Department of Farm Animal Health, Faculty of Veterinary Medicine, Utrecht University, PO Box 80151, 3508 TD Utrecht, the Netherlands.
Department of Farm Animal Health, Faculty of Veterinary Medicine, Utrecht University, PO Box 80151, 3508 TD Utrecht, the Netherlands.
J Dairy Sci. 2012 Sep;95(9):4886-4898. doi: 10.3168/jds.2011-4417.

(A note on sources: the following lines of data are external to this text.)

PR #584, opened 2015-11-24
Agent 1.3.1 release notes

gguillotte:
Add release notes for Puppet 4.3.1, Facter 3.1.3, and `puppet-agent` 1.3.1, and adds or updates links to `puppet-agent` notes and content to older release notes for Puppet and Facter.

### DIFF
--- a/source/puppet/4.3/reference/release_notes.markdown
+++ b/source/puppet/4.3/reference/release_notes.markdown
@@ -17,6 +17,19 @@ Make sure you also read the [Puppet 4.0 release notes](/puppet/4.0/reference/rel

The objective of this study was to assess the quality of a diagnostic model for the detection of hyperketonemia in early lactation dairy cows at test days. This diagnostic model comprised acetone and β-hydroxybutyrate (BHBA) concentrations in milk, as determined by Fourier transform infrared (FTIR) spectroscopy, in addition to other available test-day information. Plasma BHBA concentration was determined at a regular test day in 1,678 cows between 5 and 60 d in milk, originating from 118 randomly selected farms in the Netherlands. The observed prevalence of hyperketonemia (defined as plasma BHBA ≥1,200 µmol/L) was 11.2%. The value of FTIR predictions of milk acetone and milk BHBA concentrations as single tests for hyperketonemia were found limited, given the relatively large number of false positive test-day results. Therefore, a multivariate logistic regression model with a random herd effect was constructed, using parity, season, milk fat-to-protein ratio, and FTIR predictions of milk acetone and milk BHBA as predictive variables. This diagnostic model had 82.4% sensitivity and 83.8% specificity at the optimal cutoff value (defined as maximum sum of sensitivity and specificity) for the detection of hyperketonemia at test days. Increasing the cutoff value of the model to obtain a specificity of 95% increased the predicted value of a positive test result to 56.5%. Confirmation of test-positive samples with wet chemistry analysis of milk acetone or milk BHBA concentrations (serial testing) improved the diagnostic performance of the test procedure. The presented model was considered not suitable for individual detection of cows with ketosis due to the length of the test-day interval and the low positive predictive values of the investigated test procedures. The diagnostic model is, in our opinion, valuable for herd-level monitoring of hyperketonemia, especially when the model is combined with wet chemistry analysis of milk acetone or milk BHBA concentrations. By using the diagnostic model in combination with wet chemistry milk BHBA analysis, 84% of herds were correctly classified at a 10% alarm-level prevalence. As misclassification of herds may particularly occur when only a limited number of fresh cows are sampled, we suggest using prevalence estimates over several consecutive test days to evaluate feeding and management practices in smaller dairy farms.
本研究旨在评估一种用于检测泌乳早期奶牛酮血症的诊断模型在检测日的检测质量。该诊断模型包括通过傅里叶变换红外(FTIR)光谱法测定的牛奶中的丙酮和β-羟丁酸(BHBA)浓度,以及其他可用的检测日信息。在荷兰 118 个随机选择的农场中,对 1678 头处于泌乳 5-60d 的奶牛,在常规检测日测定血浆 BHBA 浓度。观察到的酮血症(定义为血浆 BHBA≥1200μmol/L)的患病率为 11.2%。由于假阳性检测日结果数量较多,FTIR 预测牛奶丙酮和牛奶 BHBA 浓度作为酮血症单一检测方法的价值有限。因此,构建了一个具有随机畜群效应的多元逻辑回归模型,使用胎次、季节、乳脂-蛋白比以及 FTIR 预测的牛奶丙酮和牛奶 BHBA 作为预测变量。该诊断模型在最佳截断值(定义为检测日酮血症检测的灵敏度和特异性之和最大)时,对检测日酮血症的检测具有 82.4%的灵敏度和 83.8%的特异性。将模型的截断值增加到 95%特异性,可将阳性检测结果的预测值提高到 56.5%。通过对牛奶丙酮或牛奶 BHBA 浓度进行湿化学分析(连续检测)对阳性检测样本进行确认,提高了检测程序的诊断性能。由于检测日间隔较长且所研究检测程序的阳性预测值较低,因此该模型不适合用于个体检测奶牛酮病。我们认为,该诊断模型对于酮血症的群体监测是有价值的,特别是当模型与牛奶丙酮或牛奶 BHBA 浓度的湿化学分析相结合使用时。通过使用诊断模型结合湿化学牛奶 BHBA 分析,在 10%的报警水平患病率下,84%的畜群得到了正确分类。由于仅对有限数量的新产奶牛进行采样时可能会发生畜群的错误分类,因此我们建议在几个连续的检测日使用患病率估计值来评估小型奶牛场的饲养和管理实践。